The first out gay person I knew was a guy from high school named Kevin. Halfway through his senior year, which was my sophomore year, he came out, and it caused an enormous stir. Someone GAY? In OUR high school? (Actually, he came out as bisexual, but our collective shock was so great that we did not make such fine distinctions.)
To my knowledge, no one else in my high school had ever come out. We were a community of farmers and commuters in a conservative, mixed-race exurbia. It was the mid-1990s. True, we knew that gay people existed, and in theory, some of us (myself included) even supported gay marriage. We had Red Ribbon Week, sure. But all of this was a far cry from meeting an actual GAY person.
While we suspected that our principal was a lesbian (she was), she had the good sense never to drop a word about her sexual orientation.
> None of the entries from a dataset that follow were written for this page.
PR #173, opened 2019-10-01
[Firebreak] Add jq to curl-ssl image

tnwhitwell:
It would be really useful to have `jq` available in the `curl-ssl` image, so json responses can be parsed easily.

This change adds that tool.


richardTowers:
Could you update the "spec" too? 

https://github.com/alphagov/paas-docker-cloudfoundry-tools/blob/master/curl-ssl/curl-ssl_spec.rb

PR #175, opened 2019-10-09
Update cf cli to v 6.46.1

o-orand:
Bump version of cf-cli used in governmentpaas/cf-cli container to
latest (currently v6.46.1, v7.x still in beta)


tlwr:
Applied your commit as a patch locally, and the tests pass.

Thanks!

A Gay/Straight Alliance didn’t materialize for another decade and a half. I had never met someone with two mommies or two daddies. Heck, Ellen wasn’t even out yet.
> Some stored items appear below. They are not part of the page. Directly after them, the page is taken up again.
PR #178, opened 2019-11-20
[#166500017] Add option to pass in a user's key

mogds:
What
---

We're switching to use individual accounts instead of shared creds. This updates the bosh-shell image with a USER_ID_RSA var so we can pass in user specific keys.

How to review
---

- Code review
- Build locally and update image used [here](https://github.com/alphagov/paas-bootstrap/compare/indiviual-accounts-166500017?expand=1#diff-1f5c6bd196a437e4dca5a2c70344b48cL50)

Who can review
---

Not me

### DIFF
--- a/bosh-shell/startup.sh
+++ b/bosh-shell/startup.sh
@@ -2,13 +2,13 @@
 
 set -eu
 
-if [ -z "${BOSH_ID_RSA:-}" ] || [ -z "${BOSH_IP:-}" ] || [ -z "${BOSH_ENVIRONMENT:-}" ] || [ -z "${BOSH_CA_CERT:-}" ]; then
-  echo "WARNING: You need to set BOSH_ID_RSA, BOSH_IP, BOSH_ENVIRONMENT and BOSH_CA_CERT."
+if [ -z "${USER_ID_RSA:-}" ] || [ -z "${BOSH_IP:-}" ] || [ -z "${BOSH_ENVIRONMENT:-}" ] || [ -z "${BOSH_CA_CERT:-}" ]; then
+  echo "WARNING: You need to set USER_ID_RSA, BOSH_IP, BOSH_ENVIRONMENT and BOSH_CA_CERT."
   echo "You will not be logged into Bosh."
   exec bash
 fi
 
-echo "$BOSH_ID_RSA" | base64 -d > /tmp/bosh_id_rsa && chmod 400 /tmp/bosh_id_rsa
+echo "$USER_ID_RSA" | base64 -d > /tmp/user_id_rsa && chmod 400 /tmp/user_id_rsa
 
 ssh -fNC -4 -D 25555 \
   -o ExitOnForwardFailure=yes \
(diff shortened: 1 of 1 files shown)


bosh-shell/startup.sh
```diff
@@ -2,25 +2,26 @@
 
 set -eu
 
-if [ -z "${BOSH_ID_RSA:-}" ] || [ -z "${BOSH_IP:-}" ] || [ -z "${BOSH_ENVIRONMENT:-}" ] || [ -z "${BOSH_CA_CERT:-}" ]; then
-  echo "WARNING: You need to set BOSH_ID_RSA, BOSH_IP, BOSH_ENVIRONMENT and BOSH_CA_CERT."
+if [ -z "${USER_ID_RSA:-}" ] || [ -z "${BOSH_ID_RSA:-}" ] || [ -z "${BOSH_IP:-}" ] || [ -z "${BOSH_ENVIRONMENT:-}" ] || [ -z "${BOSH_CA_CERT:-}" ]; then
```
richardTowers: Do we still need BOSH_ID_RSA as well here? Looks like it's only going to use the USER_ID_RSA one.

mogds: Was planning on removing it in a follow up PR after a paas-cf deployment

tlwr: We reference the hash explicitly, so breaking changes are fine :)

bosh-shell/startup.sh
```diff
@@ -2,25 +2,25 @@
...
-if [ -z "${BOSH_ID_RSA:-}" ] || [ -z "${BOSH_IP:-}" ] || [ -z "${BOSH_ENVIRONMENT:-}" ] || [ -z "${BOSH_CA_CERT:-}" ]; then
-  echo "WARNING: You need to set BOSH_ID_RSA, BOSH_IP, BOSH_ENVIRONMENT and BOSH_CA_CERT."
+if [ -z "${USER_ID_RSA:-}" ] || [ -z "${BOSH_IP:-}" ] || [ -z "${BOSH_ENVIRONMENT:-}" ] || [ -z "${BOSH_CA_CERT:-}" ]; then
+  echo "WARNING: You need to set USER_ID_RSA, BOSH_IP, BOSH_ENVIRONMENT and BOSH_CA_CERT."
   echo "You will not be logged into Bosh."
   exec bash
 fi
 
-echo "$BOSH_ID_RSA" | base64 -d > /tmp/bosh_id_rsa && chmod 400 /tmp/bosh_id_rsa
+echo "$USER_ID_RSA" | base64 -d > /tmp/user_id_rsa && chmod 400 /tmp/user_id_rsa
```
AP-Hunt: Why do we base64 this?

tlwr: Probably `docker run -e USER_ID_RSA=<base64 encoded>`

AP-Hunt: Makes sense. Tested and it works.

I didn’t think much about Kevin. He was a drama guy, and I was more of a nerd/artist/debate kid. But I knew of him—we all did. I don’t know what the personal repercussions were like for him. I can’t imagine they were mild. I imagine he lost friends over it, was socially excluded, was bullied. Maybe once or twice, he was quietly thanked or congratulated. I hope it wasn’t all terrible for him, and I wish I had known myself better back then and had the courage to talk to him about it.
By the time I came out as a lesbian many years later, the world—or at least, MY world—was a different place. It was not particularly easy—I had some struggles; I lost some friends—and I continue to face mercifully sporadic unpleasantness in my everyday life (due, I daresay, more to gender nonconformity than sexual orientation, but I digress.) Kevin crossed my mind several times when I was coming out. I couldn’t help feel that whatever I was going through, it had been ten times worse for him, a 17-year-old kid, all those years earlier.
A few years ago, I friended Kevin on Facebook. I didn’t even know if he would remember who I was.We hadn’t really known each other or even had many friends in common. But he was the first out person in my everyday life, and somehow, that meant something to me, and I wanted to see how he was doing. He accepted my request, but he’s the kind of guy who has a zillion friends, so I assumed he still didn’t know who I was.
Last week, mostly on a whim, I wrote Kevin a Facebook message along these lines:
Hey Kevin. This is going to seem like a weird email from someone you probably don’t even remember from high school. I was two years behind you and remember when you came out your senior year. You were the first person I knew personally who was out and proud. I’ve thought of you several times throughout the years in my own coming out journey. I know this is out of the blue, but I just felt compelled to tell you that your act of courage all those years ago made a difference.
He wrote back immediately:
Yes, I do remember you. Thank you, that really means so much. I had no idea that I would touch and inspire by doing that. All I was trying to do was be who I was. And although hard, I am proud that I did it then. Glad I could help in your journey!! If you are ever in the area, come by for a drink!!
Isn’t that cool? It made my day brighter, and I bet my expression of gratitude, after all these years, made his day a little brighter, too. I only wondered why I hadn’t done it earlier.
If you have a Kevin in your life—and I bet most of us do—why not track him or her down and say thanks?